## Information supplied
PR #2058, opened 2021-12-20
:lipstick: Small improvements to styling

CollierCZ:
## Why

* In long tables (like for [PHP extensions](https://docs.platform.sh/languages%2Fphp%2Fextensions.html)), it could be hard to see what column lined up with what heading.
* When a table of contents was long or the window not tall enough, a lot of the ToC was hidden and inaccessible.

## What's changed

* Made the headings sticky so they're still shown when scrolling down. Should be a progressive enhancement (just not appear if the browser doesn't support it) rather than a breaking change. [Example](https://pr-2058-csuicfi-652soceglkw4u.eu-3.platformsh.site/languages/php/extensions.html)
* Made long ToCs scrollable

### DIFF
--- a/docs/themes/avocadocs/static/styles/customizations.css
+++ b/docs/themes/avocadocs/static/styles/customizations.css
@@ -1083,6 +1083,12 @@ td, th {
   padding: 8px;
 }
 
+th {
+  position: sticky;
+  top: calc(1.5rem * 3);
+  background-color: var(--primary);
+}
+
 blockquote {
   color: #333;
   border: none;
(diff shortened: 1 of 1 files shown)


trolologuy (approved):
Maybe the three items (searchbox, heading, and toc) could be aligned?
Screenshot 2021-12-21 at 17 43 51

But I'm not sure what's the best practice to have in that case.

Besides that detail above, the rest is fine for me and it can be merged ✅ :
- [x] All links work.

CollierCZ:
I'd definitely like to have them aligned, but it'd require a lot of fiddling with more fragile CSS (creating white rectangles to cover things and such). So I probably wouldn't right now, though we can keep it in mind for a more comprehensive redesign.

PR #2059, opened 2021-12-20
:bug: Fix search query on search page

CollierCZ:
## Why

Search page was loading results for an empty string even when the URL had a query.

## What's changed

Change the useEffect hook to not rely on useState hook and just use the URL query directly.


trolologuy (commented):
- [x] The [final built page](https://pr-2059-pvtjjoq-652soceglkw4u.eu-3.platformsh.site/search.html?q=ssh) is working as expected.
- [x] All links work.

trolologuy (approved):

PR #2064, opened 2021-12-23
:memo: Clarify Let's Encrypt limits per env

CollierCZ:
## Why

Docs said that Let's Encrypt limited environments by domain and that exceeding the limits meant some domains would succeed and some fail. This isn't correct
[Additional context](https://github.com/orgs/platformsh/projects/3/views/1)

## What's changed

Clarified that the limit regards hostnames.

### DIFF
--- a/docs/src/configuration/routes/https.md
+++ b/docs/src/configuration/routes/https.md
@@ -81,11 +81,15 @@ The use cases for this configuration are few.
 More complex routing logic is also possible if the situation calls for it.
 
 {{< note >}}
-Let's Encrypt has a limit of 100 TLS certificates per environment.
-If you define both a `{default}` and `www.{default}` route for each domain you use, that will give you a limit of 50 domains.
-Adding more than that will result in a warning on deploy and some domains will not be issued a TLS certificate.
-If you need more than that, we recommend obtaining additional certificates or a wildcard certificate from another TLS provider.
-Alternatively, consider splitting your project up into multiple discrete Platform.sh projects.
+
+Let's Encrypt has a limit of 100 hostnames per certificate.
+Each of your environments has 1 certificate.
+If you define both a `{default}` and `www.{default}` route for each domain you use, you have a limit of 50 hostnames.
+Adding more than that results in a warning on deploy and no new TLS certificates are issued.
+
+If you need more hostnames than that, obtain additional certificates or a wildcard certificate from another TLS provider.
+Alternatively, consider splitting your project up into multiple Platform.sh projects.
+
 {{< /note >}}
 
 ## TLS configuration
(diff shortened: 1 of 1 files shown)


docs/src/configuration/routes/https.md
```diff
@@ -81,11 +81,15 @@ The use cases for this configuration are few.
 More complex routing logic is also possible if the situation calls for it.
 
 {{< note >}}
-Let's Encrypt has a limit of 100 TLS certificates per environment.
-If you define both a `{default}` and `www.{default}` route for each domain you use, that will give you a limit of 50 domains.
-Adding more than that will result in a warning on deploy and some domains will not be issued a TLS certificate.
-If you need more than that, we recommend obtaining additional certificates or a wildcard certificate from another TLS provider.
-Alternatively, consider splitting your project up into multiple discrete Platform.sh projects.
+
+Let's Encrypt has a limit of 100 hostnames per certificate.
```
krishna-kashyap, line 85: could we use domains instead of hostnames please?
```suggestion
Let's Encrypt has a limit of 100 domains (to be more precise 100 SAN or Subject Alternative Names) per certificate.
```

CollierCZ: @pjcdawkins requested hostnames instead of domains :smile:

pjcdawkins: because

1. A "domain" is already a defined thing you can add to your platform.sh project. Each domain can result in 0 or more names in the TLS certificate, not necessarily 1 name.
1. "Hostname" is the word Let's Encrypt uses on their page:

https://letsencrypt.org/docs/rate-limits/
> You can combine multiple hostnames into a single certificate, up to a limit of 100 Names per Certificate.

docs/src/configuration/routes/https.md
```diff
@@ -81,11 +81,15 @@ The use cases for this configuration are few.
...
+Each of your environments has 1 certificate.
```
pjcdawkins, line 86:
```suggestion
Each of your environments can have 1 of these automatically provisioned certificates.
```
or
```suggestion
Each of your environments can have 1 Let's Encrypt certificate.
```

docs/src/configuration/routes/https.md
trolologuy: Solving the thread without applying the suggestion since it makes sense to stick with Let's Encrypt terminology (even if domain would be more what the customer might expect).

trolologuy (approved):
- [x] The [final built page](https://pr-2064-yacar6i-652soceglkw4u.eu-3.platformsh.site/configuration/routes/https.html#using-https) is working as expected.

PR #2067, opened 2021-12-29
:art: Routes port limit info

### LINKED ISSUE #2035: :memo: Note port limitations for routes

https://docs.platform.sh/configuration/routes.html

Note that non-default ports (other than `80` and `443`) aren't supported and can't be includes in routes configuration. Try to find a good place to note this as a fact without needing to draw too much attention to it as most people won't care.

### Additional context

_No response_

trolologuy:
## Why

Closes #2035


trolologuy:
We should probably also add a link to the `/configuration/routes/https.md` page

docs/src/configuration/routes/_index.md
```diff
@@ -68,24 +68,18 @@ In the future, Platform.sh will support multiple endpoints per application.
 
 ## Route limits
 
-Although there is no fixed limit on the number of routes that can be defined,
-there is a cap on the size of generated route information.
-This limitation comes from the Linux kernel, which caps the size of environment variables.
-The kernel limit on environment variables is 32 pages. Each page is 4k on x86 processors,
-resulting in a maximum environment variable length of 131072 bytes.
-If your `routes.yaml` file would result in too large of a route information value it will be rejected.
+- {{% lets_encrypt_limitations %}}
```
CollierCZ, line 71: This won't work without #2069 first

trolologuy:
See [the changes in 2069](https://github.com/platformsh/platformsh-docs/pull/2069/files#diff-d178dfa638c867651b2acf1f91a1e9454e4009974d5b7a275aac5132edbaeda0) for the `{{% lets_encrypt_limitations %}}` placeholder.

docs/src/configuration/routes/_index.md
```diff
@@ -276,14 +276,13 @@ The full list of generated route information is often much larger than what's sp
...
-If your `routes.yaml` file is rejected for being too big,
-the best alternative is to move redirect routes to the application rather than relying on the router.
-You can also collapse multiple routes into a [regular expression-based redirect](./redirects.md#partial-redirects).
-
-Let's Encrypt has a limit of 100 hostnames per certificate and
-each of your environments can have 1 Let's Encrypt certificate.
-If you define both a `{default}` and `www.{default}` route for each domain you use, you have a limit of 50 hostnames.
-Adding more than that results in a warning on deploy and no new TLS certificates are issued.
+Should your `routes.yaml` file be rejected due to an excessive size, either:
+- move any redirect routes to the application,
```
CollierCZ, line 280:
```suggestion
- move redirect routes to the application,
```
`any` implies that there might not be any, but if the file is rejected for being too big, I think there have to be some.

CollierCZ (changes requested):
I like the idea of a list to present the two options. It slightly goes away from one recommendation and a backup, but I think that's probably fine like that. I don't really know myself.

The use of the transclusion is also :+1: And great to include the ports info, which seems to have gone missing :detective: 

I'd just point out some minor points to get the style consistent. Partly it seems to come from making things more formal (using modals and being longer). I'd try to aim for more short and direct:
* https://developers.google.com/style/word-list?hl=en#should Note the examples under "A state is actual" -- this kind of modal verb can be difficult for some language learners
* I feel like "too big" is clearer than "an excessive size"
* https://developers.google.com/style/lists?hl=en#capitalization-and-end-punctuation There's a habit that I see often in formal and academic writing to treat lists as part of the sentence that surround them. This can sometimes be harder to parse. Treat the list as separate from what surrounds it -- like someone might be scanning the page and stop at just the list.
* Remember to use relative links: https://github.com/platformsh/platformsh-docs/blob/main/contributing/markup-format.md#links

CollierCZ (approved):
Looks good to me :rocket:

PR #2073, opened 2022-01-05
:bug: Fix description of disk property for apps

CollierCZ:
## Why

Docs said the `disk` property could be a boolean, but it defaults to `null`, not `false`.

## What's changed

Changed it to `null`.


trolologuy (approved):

## What the exercise asks
Where does the word "defined" appear in the records? Copy every line that holds it.

## Exercise response
1. A "domain" is already a defined thing you can add to your platform.sh project. Each domain can result in 0 or more names in the TLS certificate, not necessarily 1 name.
-Although there is no fixed limit on the number of routes that can be defined,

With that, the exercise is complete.